▶ _EXERCISE_
Only lines holding "changes" are wanted; copy each of them from the records below.

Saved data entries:
========
PR #397, opened 2015-09-16
Nested promises and immutable user file store (resolves #365, resolves #375, resolves #373, resolves #398)

benedictpaten:
This has not pulled in master for awhile, also the Azure and AWS jobStores are broken by a small number of changes. However, this pull request makes it possible to pass promises in an arbitrary, nested fashion, makes the user facing Job.FileStore interface essentially immutable and paves the way for robust caching. I am proposing assigning to Hannes/CJ to fix AWS and Azure support and to pull in master. Note this code really reorganises the serialisation process, so it is likely to heavily conflict with CJs changes.

PR #401, opened 2015-09-17
Make Parasol batch system create a separate batch for each set of ram and cpu requirements (resolves #396, resolves #429, resolves #456)

### LINKED ISSUE #396: Parasol batch system disregards cpu requirements
Using the following user script, with a Parasol batch system, I can get nodes with only 32 cores to run jobs that request 1000 cores:

```
#!/usr/bin/env python2.7
"""
simple_fail2.py: try to catch out Parasol Toin in mis-scheduling jobs

Theory: parasol tracks resource requirements *per batch*, not *per job*, so all
jobs will run with the CPU and memory requirements of the last job submitted.

"""

import argparse, sys, os, os.path, random, subprocess, shutil, itertools, glob
import socket, time, itertools

from toil.job import Job

def parse_args(args):
    """
    Takes in the command-line arguments list (args), and returns a nice argparse
    result with fields for all the options.
    
    Borrows heavily from the argparse documentation examples:
    <http://docs.python.org/library/argparse.html>
    """
    
    # Construct the parser (which is stored in parser)
    # Module docstring lives in __doc__
    # See http://python-forum.com/pythonforum/viewtopic.php?f=3&t=36847
    # And a formatter class so our examples in the docstring look good. Isn't it
    # convenient how we already wrapped it to 80 characters?
    # See http://docs.python.org/library/argparse.html#formatter-class
    parser = argparse.ArgumentParser(description=__doc__, 
        formatter_class=argparse.RawDescriptionHelpFormatter)
    
    # Add the Toil options so the job store is the first argument
    
    # General options
    
    # The command line arguments start with the program name, which we don't
    # want to treat as an argument for argparse. So we remove it.
    args = args[1:]
        
    return parser.parse_args(args)
   
def root_job(job):
    
    for i in xrange(10):
        # Start a huge child
        job.addChildJobFn(child_job, cores=1000, memory="4G", disk="1G")
    
    for i in xrange(10):
        # Start a smaller job bigger than this one, so it will go to the batch
        # system
        job.addChildJobFn(child_job, cores=1, memory="4G", disk="1G")
    
def child_job(job):
    
    job.fileStore.logToMaster("Job needing {} cores running on {}".format(
        job.cores, socket.gethostname()))
    
    time.sleep(10)
        
def main(args):
    """
    Parses command line arguments and do the work of the program.
    "args" specifies the program arguments, with args[0] being the executable
    name. The return value should be used as the program's exit code.
    """
    
    options = parse_args(args) # This holds the nicely-parsed options object
    
    # Make a root job
    root = Job.wrapJobFn(root_job, cores=1, memory="2G", disk=0)
    
    # Run it and see how many jobs fail
    failed_jobs = Job.Runner.startToil(root,  options)
    
    if failed_jobs > 0:
        raise Exception("{} jobs failed!".format(failed_jobs))
        
    print("All jobs completed successfully")
    
if __name__ == "__main__" :
    sys.exit(main(sys.argv))
```

The underlying problem is that, while Toil tracks resource requirements **per job**, Parasol tracks resource requirements **per batch**: all the jobs in a batch share the same per-job resource requirements. So if larger and smaller Toil jobs are in the same Parasol batch, they will be scheduled according to one set of resource requirements--the resource requirements of the most recently issued job.

Parasol commands look like this:

```
parasol -verbose -ram=257698037760 -cpu=32 -results=/hive/users/anovak/ga4gh/bake-off/hgvm/tree_test/results.txt add job '/cluster/home/anovak/python/bin/python2.7 -E /cluster/home/anovak/build/toil/src/toil/worker.py /hive/users/anovak/ga4gh/bake-off/hgvm/tree_test c/F/job1s9mH_'
```

The resource requirements show up before the batch file, and they **update the resource requirements for all jobs in the batch**. The Parasol batch system code in Toil treats them as if they set the resource requirements for just the job being added. So if you add a big job and then add a smaller job (as in my script above), the big job will have its resource requirements lowered to match those of the smaller job, and may schedule on a node that can't handle it.

The Parasol batch system code in Toil should probably be rewritten to keep jobs with different resource requirements in different batches.

### LINKED ISSUE #429: Toil hangs parasol when millions of jobs are running
I'm porting over an issue from the old jobTree repository as I don't think it got fixed in toil. If it did, then great! I was originally going to do it, but got a bit lazy and the jobTree fork happened. We may have to patch parasol to fix it, which shouldn't be a big deal.

----

This has been a problem for a while, but I'm just putting an issue up so I remember to fix this somehow.

When parasol has more than a million or so jobs queued, like now, the periodic "parasol -extended list jobs" command that jobTree runs hangs the entire parasol hub process for a couple minutes while it gets a listing of every job. This sucks, since it means that the cluster nodes start to go idle waiting for work, since the hub can't issue new jobs while it it's busy sending the list of queued jobs to jobTree. This gets even worse when there are a few jobTrees running; the cluster sometimes sits completely idle for several minutes.

We (read: I) should try to find some way around listing every job, maybe by looking to see if there's a way we can get the same information, but limited to just the jobTree batch rather than all batches. If there isn't a way currently, maybe modify parasol to include that functionality.

### LINKED ISSUE #456: ParasolBatchSytem.killBatchJobs doesn't update results file
Currently the parasol batch system uses "parasol remove job" in killBatchJobs, which completely deletes the job and prevents its status line from being written to the results file. Since the updated jobs worker gets its information from the results file, the CPU usage counter never gets decremented and getUpdatedJobs never returns anything about the job that was killed. The solution is probably to have killBatchJobs push the IDs of killed jobs to the updated jobs queue. 
This also creates a race condition because the job could end naturally before the "remove job" command is issued in killBatchJobs, which would alter the behavior of getUpdatedJob later on.

adderan:
- Create a new results file each time a job is issued with a new unique combination of ram and CPU requirements. 
- Switch the updated jobs worker to a thread instead of a daemon process.
- When shutting down, make the batch system clean up all the jobs it issued, and clear sick jobs.
- Use "parasol -results=<resultsForBatch> pstat2" on each batch to list issued jobs, instead of "parasol list jobs." This avoids listing all jobs on the cluster, which is slow when other users have created many jobs.
- Eliminate getFromQueueSafely in abstractBatchSystem because it was only necessary for multiprocessing.Queue, not Queue.Queue.

### DIFF
--- a/src/toil/batchSystems/parasol.py
+++ b/src/toil/batchSystems/parasol.py
@@ -23,18 +23,13 @@ import subprocess
 import time
 
 from Queue import Empty
-from multiprocessing import Process
-from multiprocessing import JoinableQueue as Queue
-
-#from threading import Thread
-#from Queue import Queue, Empty
+from Queue import Queue
+from threading import Thread
 
 from toil.batchSystems.abstractBatchSystem import AbstractBatchSystem
+from toil.lib.bioio import getTempFile, getTempDirectory
 
 logger = logging.getLogger( __name__ )
-
-def getParasolResultsFileName(toilPath):
-    return os.path.join(toilPath, "results.txt")
 
 def popenParasolCommand(command, runUntilSuccessful=True):
     """Issues a parasol command using popen to capture the output.
@@ -58,37 +53,7 @@ def popenParasolCommand(command, runUntilSuccessful=True):
         time.sleep(10)
         logger.warn("Waited for a few seconds, will try again")
 
-def getUpdatedJob(parasolResultsFile, outputQueue1, outputQueue2):
-    """We use the parasol results to update the status of jobs, adding them
-    to the list of updated jobs.
-    
-    Results have the following structure.. (thanks Mark D!)
-    
-    int status;    /* Job status - wait() return format. 0 is good. */
-    char *host;    /* Machine job ran on. */
-    char *jobId;    /* Job queuing system job ID */
-    char *exe;    /* Job executable file (no path) */
-    int usrTicks;    /* 'User' CPU time in ticks. */
-    int sysTicks;    /* 'System' CPU time in ticks. */
-    unsigned submitTime;    /* Job submission time in seconds since 1/1/1970 */
-    unsigned startTime;    /* Job start time in seconds since 1/1/1970 */
-    unsigned endTime;    /* Job end time in seconds since 1/1/1970 */
-    char *user;    /* User who ran job */
-    char *errFile;    /* Location of stderr file on host */
-    
-    plus you finally have the command name..
-    """
-    parasolResultsFileHandle = open(parasolResultsFile, 'r')
-    while True:
-        line = parasolResultsFileHandle.readline()
-        if line != '':
-            results = line.split()
-            result = int(results[0])
-            jobID = int(results[2])
-            outputQueue1.put(jobID)
-            outputQueue2.put((jobID, result))
-        else:
-            time.sleep(0.01) #Go to sleep to avoid churning
+
 
 class ParasolBatchSystem(AbstractBatchSystem):
     """The interface for Parasol.
@@ -100,31 +65,37 @@ class ParasolBatchSystem(AbstractBatchSystem):
                         "this batchsystem interface does not support such limiting" % maxMemory)
         #Keep the name of the results file for the pstat2 command..
         self.parasolCommand = config.parasolCommand
-        self.parasolResultsFile = getParasolResultsFileName(config.jobStore)
-        #Reset the job queue and results (initially, we do this again once we've killed the jobs)
+        self.parasolResultsDir = getTempDirectory(rootDir=config.jobStore)
+
         self.queuePattern = re.compile("q\s+([0-9]+)")
         self.runningPattern = re.compile("r\s+([0-9]+)\s+[\S]+\s+[\S]+\s+([0-9]+)\s+[\S]+")
-        self.killBatchJobs(self.getIssuedBatchJobIDs()) #Kill any jobs on the current stack
+
         logger.info("Going to sleep for a few seconds to kill any existing jobs")
         time.sleep(5) #Give batch system a second to sort itself out.
         logger.info("Removed any old jobs from the queue")
-        #Reset the job queue and results
-        exitValue = popenParasolCommand("%s -results=%s clear sick" % (self.parasolCommand, self.parasolResultsFile), False)[0]
-        if exitValue is not None:
-            logger.warn("Could not clear sick status of the parasol batch %s" % self.parasolResultsFile)
-        exitValue = popenParasolCommand("%s -results=%s flushResults" % (self.parasolCommand, self.parasolResultsFile), False)[0]
-        if exitValue is not None:
-            logger.warn("Could not flush the parasol batch %s" % self.parasolResultsFile)
-        open(self.parasolResultsFile, 'w').close()
-        logger.info("Reset the results queue")
-        #Stuff to allow max cpus to be work
-        self.outputQueue1 = Queue()
-        self.outputQueue2 = Queue()
-        #worker = Thread(target=getUpdatedJob, args=(self.parasolResultsFileHandle, self.outputQueue1, self.outputQueue2))
-        #worker.setDaemon(True)
-        worker = Process(target=getUpdatedJob, args=(self.parasolResultsFile, self.outputQueue1, self.outputQueue2))
-        worker.daemon = True
-        worker.start()
+
+        #In Parasol, each results file corresponds to a separate batch, and all
+        #jobs in a batch have the same cpu and memory requirements. The keys to this
+        #dictionary are the (cpu, memory) tuples for each batch. A new batch
+        #is created whenever a job has a new unique combination of cpu and memory
+        #requirements.
+        self.resultsFiles = dict()
+        self.maxBatches = config.maxParasolBatches
+
+        #Allows the worker process to send back the IDs of
+        #jobs that have finished, so the batch system can
+        #decrease its used cpus counter
+        self.cpuUsageQueue = Queue()
+
+        #Also stores finished job IDs, but is read
+        #by getUpdatedJobIDs().
+        self.updatedJobsQueue = Queue()
+
+        #Use this to stop the worker when shutting down
+        self.running = True
+
+        self.worker = Thread(target=self.updatedJobWorker, args=())
+        self.worker.start()
         self.usedCpus = 0
         self.jobIDsToCpu = {}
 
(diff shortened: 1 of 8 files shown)


hannes-ucsc:
The Jenkins build configuration was hosed because I had tweaked it temporarily for PR #397. In order to eliminate the need for these tweaks, there is now a "jenkins.sh" file in the source tree which will be run by Jenkins. I committed this change to master and modified all Toil build configurations to invoke jenkins.sh. This means that you should rebase onto master and push again. Otherwise the build will fail immediately.

I want to verify that the build does indeed fail if the jenkins.sh file is missing so I will trigger a build shortly.

hannes-ucsc:
Jenkins, test this please.

hannes-ucsc:
Oh, I forgot that Jenkins builds not the last commit in the PR branch, but a temporary merge commit into the target branch, master in this case. Since the merge commit contains jenkins.sh from master.sh the build proceeded.

src/toil/batchSystems/parasol.py
```diff
@@ -132,23 +147,31 @@ def issueBatchJob(self, command, memory, cores, disk):
...
         pattern = re.compile("your job ([0-9]+).*")
-        parasolCommand = "%s -verbose -ram=%i -cpu=%i -results=%s add job '%s'" % (self.parasolCommand, memory, cores, self.parasolResultsFile, command)
+        parasolCommand = "%s -verbose -ram=%i -cpu=%i -results=%s add job '%s'" % (self.parasolCommand, memory, cores, batch.resultsFile, command)
 
         #Deal with the cpus
         self.usedCpus += cores
         while True: #Process finished results with no wait
             try:
-               jobID = self.outputQueue1.get_nowait()
+               jobID = batch.outputQueue1.get_nowait()
```
hannes-ucsc: Let's make this line the only line in the try: block and move the remaining three lines into an else: clause. That's safer and easier to read.

src/toil/batchSystems/parasol.py
```diff
@@ -201,7 +227,7 @@ def getRunningBatchJobIDs(self):
         #r 5410324 benedictpaten worker 1247030076 localhost
```
hannes-ucsc: Does this line make any sense?

src/toil/test/batchSystems/batchSystemTest.py
```diff
@@ -218,8 +218,37 @@ def testIssueJob(self):
         self.batchSystem.issueBatchJob(jobCommand, memory=100e6, cores=1, disk=1000)
         self.wait_for_jobs(wait_for_completion=True)
         self.assertTrue(os.path.exists(test_path))
-
-
+    def testBatchResourceLimits(self):
```
hannes-ucsc: We use two empty lines between methods, IIRC.

hannes-ucsc: Sorry, make that one.

src/toil/batchSystems/parasol.py
```diff
@@ -90,6 +91,35 @@ def getUpdatedJob(parasolResultsFile, outputQueue1, outputQueue2):
         else:
             time.sleep(0.01) #Go to sleep to avoid churning
 
+
+class ParasolBatch():
+    def __init__(self, batchSystem, cores, memory):
```
hannes-ucsc: Some documentation would be nice.

src/toil/batchSystems/parasol.py
```diff
@@ -90,6 +91,35 @@ def getUpdatedJob(parasolResultsFile, outputQueue1, outputQueue2):
         else:
             time.sleep(0.01) #Go to sleep to avoid churning
 
+
+class ParasolBatch():
```
hannes-ucsc: A short doc string summarizing the purpose of this class would be nice.

src/toil/batchSystems/parasol.py
hannes-ucsc: I see. Never mind.

hannes-ucsc:
In addition to the nitpicky line nodes, I think the `self.batches` attribute should be a dictionary, where the keys are the requirement tuples. For the lookup in that dictionary, you may want to quantize the memory requirements in megabyte granularity, or whatever granularity makes sense with Parasol. We should also limit the size of the dictionary and raise an error if there are more than, say, 100 entries. Ideally, that limit should be configurable, either via command line or environment variable.

Oh, and I just caught a show-stopper: We can't have one process per batch. Maybe one thread per batch but not one process. And we don't use daemon threads/processes. If the original code used daemon threads then I might let that slide, but I don't want more daemon threads in Toil. I (or John) can explain why tomorrow during scrum. 

So ideally, we would want to have one pair of queues and a single worker. Have all result files be created in a single directory. In the worker thread/process, periodically list the directory and load all changed files. The queue items need to carry have a reference to the batch they came from. Later we may add inotify() support for more efficient change notifications. 

Lastly, `outputQueue1` and `outputQueue2` are bad names. I'm dubious as to why we need two queues, but if we really do, we need to give them more descriptive names.

joelarmstrong:
We usually use network filesystems to host the parasol batch directories, so sadly inotify wouldn't work (unless all processes were on the same host).

src/toil/batchSystems/parasol.py
```diff
@@ -78,17 +76,30 @@ def getUpdatedJob(parasolResultsFile, outputQueue1, outputQueue2):
...
+            line = fileHandle.readline()
+            if line != '':
+                results = line.split()
+                result = int(results[0])
+                jobID = int(results[2])
+                cpuUsageQueue.put(jobID)
+                updatedJobsQueue.put((jobID, result))
+
+        if not shutdownQueue.empty():
+            for fileHandle in resultsFileHandles:
```
hannes-ucsc: This should be in a finally clause outside of the loop.

src/toil/batchSystems/parasol.py
```diff
@@ -78,17 +76,30 @@ def getUpdatedJob(parasolResultsFile, outputQueue1, outputQueue2):
...
+        for fileHandle in resultsFileHandles:
+            line = fileHandle.readline()
+            if line != '':
+                results = line.split()
+                result = int(results[0])
+                jobID = int(results[2])
+                cpuUsageQueue.put(jobID)
+                updatedJobsQueue.put((jobID, result))
+
+        if not shutdownQueue.empty():
```
hannes-ucsc: I see. When I recommended using a None sentinel in the queue I thought that this thread consumed items from a queue. But since this thread doesn't have a queue to read from, it would make more sense to simply use a flag. Here's what I would do: I would make this function a method of the class. Then you wouldn't need to pass the queues in and you could change the while loop in the thread target function to ``while self.running``.

adderan:
So self.running should be a multiprocessing.Value object instead of a Queue?

hannes-ucsc:
Since the worker is now a threading.Thread, not a multiprocessing.Process there is no need to use anything from the multiprocessing module. With threads, thanks to Python's GIL you can just use a regular bool variable. If the worker were a multiprocessing.Process, I would use multiprocessing.Event for this. A multiprocessing.Value might work, too, but will probably have a higher overhead.

adderan:
It looks like the job store test that failed was still using getEmptyFileStoreID. Maybe that's the problem.

hannes-ucsc:
@joelarmstrong the last build [1] of this PR failed with 

```
HTTPError('Operation could not be completed within the specified time.',)
```

in the Azure job store. You already attempted to address this, am I correct?

[1]: http://jenkins.cgcloud.info/job/toil-pull-requests/467/testReport/junit/src.toil.test.jobStores.jobStoreTest/AzureJobStoreTest/testFileDeletion/

joelarmstrong:
No, I forgot about that particular bug, sorry. Should be fixed with #436.

hannes-ucsc:
#436 has been merged.

adderan:
I've left this as three commits for now, because there are three mostly separate changes being made. If we want, I can squash down to one commit.

src/toil/batchSystems/parasol.py
```diff
@@ -133,28 +104,45 @@ def __init__(self, config, maxCores, maxMemory, maxDisk):
...
+
     def issueBatchJob(self, command, memory, cores, disk):
         """Issues parasol with job commands.
         """
         self.checkResourceRequest(memory, cores, disk)
-        pattern = re.compile("your job ([0-9]+).*")
-        parasolCommand = "%s -verbose -ram=%i -cpu=%i -results=%s add job '%s'" % (self.parasolCommand, memory, cores, self.parasolResultsFile, command)
 
+        megabyte = 1e6
+        roundedMemory = int(memory/megabyte) * megabyte
```
hannes-ucsc: Rounding down is often referred to as truncation. The name of the variable should reflect that. Second question is if we want to truncate to MB or MiB, i,e, 10^6 or 2^20. Third, when I see floating point math in a situation were discrete values are desired, alarm bells go off inside my head. Floating point numbers are discrete, too, of course but the rules that govern truncation and rounding are more complicated than with integer math. You might just want to do

```
MiB = 1 << 20 # or 1024 * 1024
truncatedMemory = memory / MiB * MiB
```
In the old days, people did this

```
truncatedMemory = memory & -1 << 20
```
Depending on how familiar people are with bit manipulation, twos-complement and so on, people would prefer one or the other. I do like to stay in the discrete integer domain.

src/toil/batchSystems/parasol.py
```diff
@@ -238,9 +247,64 @@ def getRescueBatchJobFrequency(cls):
...
+            for fileHandle in resultsFileHandles:
+                line = fileHandle.readline()
+                if line != '':
+                    results = line.split()
+                    result = int(results[0])
+                    jobID = int(results[2])
+                    self.cpuUsageQueue.put(jobID)
+                    self.updatedJobsQueue.put((jobID, result))
+            time.sleep(0.01) #Go to sleep to avoid churning
+        for fileHandle in resultsFileHandles:
```
hannes-ucsc: This should to be in a `finally:` clause.

src/toil/batchSystems/parasol.py
```diff
@@ -238,9 +247,64 @@ def getRescueBatchJobFrequency(cls):
...
+        while self.running:
+            #Look for any new results files that have been created, and open them
+            newResultsFiles = set(os.listdir(self.parasolResultsDir)).difference(resultsFiles)
+            for newFile in newResultsFiles:
+                resultsFiles.add(newFile)
+                newFilePath = os.path.join(self.parasolResultsDir, newFile)
+                resultsFileHandles.append(open(newFilePath, 'r'))
+
+            for fileHandle in resultsFileHandles:
+                line = fileHandle.readline()
```
hannes-ucsc: I'm worried that you might get a partial line here. Lets add an assertion that the string end in '\n'.

src/toil/batchSystems/parasol.py
```diff
@@ -238,9 +247,64 @@ def getRescueBatchJobFrequency(cls):
...
+                if line != '':
```
hannes-ucsc: `if line:` is equivalent

src/toil/batchSystems/parasol.py
hannes-ucsc: Actually, this code is sensitive to the buffering pattern on the writing side:

```python
>>> w=open('foo','w')
>>> r=open('foo')
>>> r.readline()
''
>>> w.write('bar\n')
>>> r.readline()
''
>>> w.flush()
>>> r.readline()
'bar\n'
>>> w.write('bar2') # no newline at the end
>>> w.flush()
>>> w.write('\n') # now write newline
>>> r.readline() # returns partial line, not good
'bar2'
>>> w.write('bar3\n')
>>> w.flush()
>>> r.readline()
'\n'
>>> r.readline()
'bar3\n'
>>> w.close()
>>> r.close()
```

Not quite sure what the best way to handle this is. Probably just the assertion so we know early when this happens.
========
▶ _SOLUTION TO THIS TASK_
This has not pulled in master for awhile, also the Azure and AWS jobStores are broken by a small number of changes. However, this pull request makes it possible to pass promises in an arbitrary, nested fashion, makes the user facing Job.FileStore interface essentially immutable and paves the way for robust caching. I am proposing assigning to Hannes/CJ to fix AWS and Azure support and to pull in master. Note this code really reorganises the serialisation process, so it is likely to heavily conflict with CJs changes.
I've left this as three commits for now, because there are three mostly separate changes being made. If we want, I can squash down to one commit.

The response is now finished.